Lhasa is a sprawling city, and the security clampdown seemed to vary in different parts of the city.
 
A worker at one hostel in the city said the staff were not allowed to leave and they were running out of food.
 
“There are hundreds of soldiers outside and they will not let us go. There is a market next to our hostel and we have been sneaking in to get a few packets of instant noodles,” she said, refusing to give her name.
 
But a clerk at a Lhasa hotel away from the area where the worst violence took place said nearby shops were open and guests were allowed to leave.
 
Feng Zhengjie, a major-general of the People’s Liberation Army, told reporters in Beijing outside the National People’s Congress that the government needed to pay “high attention to this sort of violent action”.
 
“I hope and believe that the local government will handle this matter. It reminds all of us we need to pay attention to internal and external anti-China forces.

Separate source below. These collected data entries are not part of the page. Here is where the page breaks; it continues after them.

PR #894, opened 2016-11-30
Gif2apng

R167:
Added in gif2apng recipe. Does not support gcc2.

### DIFF
--- a/media-gfx/gif2apng/gif2apng-1.9.recipe
+++ b/media-gfx/gif2apng/gif2apng-1.9.recipe
@@ -1,0 +1,43 @@
+SUMMARY="Converts GIF animations into APNG format"
+DESCRIPTION="This program converts GIF animations into animated PNG format. \
+Usually it makes the files smaller."
+HOMEPAGE="http://gif2apng.sourceforge.net/"
+COPYRIGHT="2009-2013 Max Stepin"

Nowadays in society and internationally, there are people who don’t want China getting strong,” he said.
 
Even as Chinese forces appeared to reassert control in Lhasa, sympathy protests had erupted on Saturday in an important Tibetan town in Gansu Province.
 
Police fired tear gas to disperse hundreds of Buddhist monks and other Tibetans after they marched from the historic Labrang monastery and smashed windows in the county police headquarters in Xiahe, witnesses said.
 
On Sunday, Xushou Sheng, Gansu provincial governor, called the protests “a planned and organised destructive activity” and blamed the “outside Dalai group” for instigating the riots.
 
Pent-up grievances
 
The unrest in Tibet began last Monday on the 49th anniversary of a 1959 uprising against Chinese rule of the region.
 
Tibet was effectively independent for decades before communist troops entered in 1950.
 
The protests by Buddhist monks spiralled to include cries for Tibet’s independence and turned violent when police intervened.
 
Pent-up grievances against Chinese rule came to the fore, as Tibetans directed their anger against Chinese and their shops, hotels and other businesses.
 
The details emerging from witness accounts and government statements suggested Beijing was preparing a methodical campaign – one that if carefully modulated would minimise bloodshed and avoid wrecking Beijing’s grand plans for the Olympics.
 
Law-enforcement agencies in Lhasa issued a notice offering leniency for demonstrators who surrender before the end of Monday and threatening severe punishment for those who do not.